Jason stares at Jazz Fenton, who he’d pegged as the sane sibling. He’s not so sure now, but he can’t say he hates it.
“And how do we know it’s a fair trial?” Nightwing asks.
She waves her hand, “Oh, as Gotham’s Knights, you’re key witnesses. I’m sure you’ll be summoned to testify. You will see then. And don’t worry about your secret identities—the dead don’t care much for that sort of thing.”
“So if this is a ‘fair’ trial or whatever, The Joker’s going to be locked up forever?” Jason asks. “I mean, that’s the only option for shit like him.”
Batman sends him a look, but he ignores it.
“Well, there are several different punishments that could be deemed appropriate, but he’ll never be able to set foot in the mortal world again, yes.”
Jason Todd grins, “Oh, I’m glad your brother’s stupid, kid.”
She sighs, long-suffering, “Well, that makes one of us. Still, there’s more important things we should discuss now that you’re here.”
“More important than The Joker trying to kill your brother over a Twitter handle?” Red Robin asks doubtfully.
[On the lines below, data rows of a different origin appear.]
Issue #3256, opened 2023-10-23
.Net [ChatRoles] 2. Completion service (ChatCompletion / TextCompletion) selection by SemanticFunction


SergeyMenshykh:
As an engineer working on SK,
I want to have a mechanism allowing semantic function to select either text or chat completion API/Connector for execution
So, text prompts are handled by text completion connectors
And chat prompts are handled by chat completion connectors
Or chat prompt handled by text completion connectors and the other way around for fallback scenarios

Scope:

1. Create ADR and present it to the team.
2. Collect feedback and implement the completion service selection functionality.
```[tasklist]
### Tasks
- [x] ADR
- [ ] Implement
```

stekiri:
@dmytrostruk, I read the ADR and it seems that the described logic has not been implemented. A different logic seems to have been introduced in https://github.com/microsoft/semantic-kernel/pull/4085. Is the ADR obsolete?

I stumbled upon it in the following scenario:
- Custom service that implements both `IChatCompletionService` and `ITextGenerationService`.
- Chat completion implementation is chosen without taking into account the logic of the ADR.

dmytrostruk:
@stekiri Thank you for this comment. You are correct, the ADR which we added previously is kind of obsolete, because later we decided to proceed with other approach, which wasn't described in the documentation. We created a new ADR that explains new approach and we updated status of previous ADR in this PR: https://github.com/microsoft/semantic-kernel/pull/5479

Do you have a specific scenario that is not covered by current approach?

stekiri:
Yes, my scenario is when a service implements both `IChatCompletionService` and `ITextGenerationService`.

My reasoning would be:
If a user implements `ITextGenerationService` for a service, then the user made a conscious choice that he considers it being the important (and maybe better as chat completion?) for a given use case. Therefore, it should take precedence over `IChatCompletionService` if there is no chat in his prompt.

Some code is worth more than a thousand words, so I made this small [draft PR](https://github.com/microsoft/semantic-kernel/pull/5495) to communicate what I had in mind. My logic might be flawed, so maybe I miss some use cases that would not be supported with such a change.

dmytrostruk:
> If a user implements `ITextGenerationService` for a service, then the user made a conscious choice that he considers it being important (and maybe better as chat completion?) for a given use case. Therefore, it should take precedence over `IChatCompletionService` if there is no chat in his prompt.

[...]

PR #5495, opened 2024-03-15
Modify service selection logic

stekiri:
Draft to facilitate discussion on https://github.com/microsoft/semantic-kernel/issues/3256.


stekiri:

Jazz smiles, sharp and dangerous, and asks, ”Have you ever heard of the Anti-Ecto Acts?”
xxXxx
Several months later when Danny is finally un-grounded, he Tweets his last three Tweets before Twitter can become the foolishly named X:
Imagine bullying the Joker so hard that it not only lands the Joker in ghost prison BUT it also leads to major law reform in the US lmao someone make the domino effect meme about this pls
Y’allre replying to me with thanks like i did anything other than be an internet troll. My sister literally manipulated local, federal, and interdimensional law so you should be thanking her.
i just a babie 🥺🥺🥺
xxXxx
Thanks for reading! This is the whole fic, so pls do not ask for tags! Thank you :)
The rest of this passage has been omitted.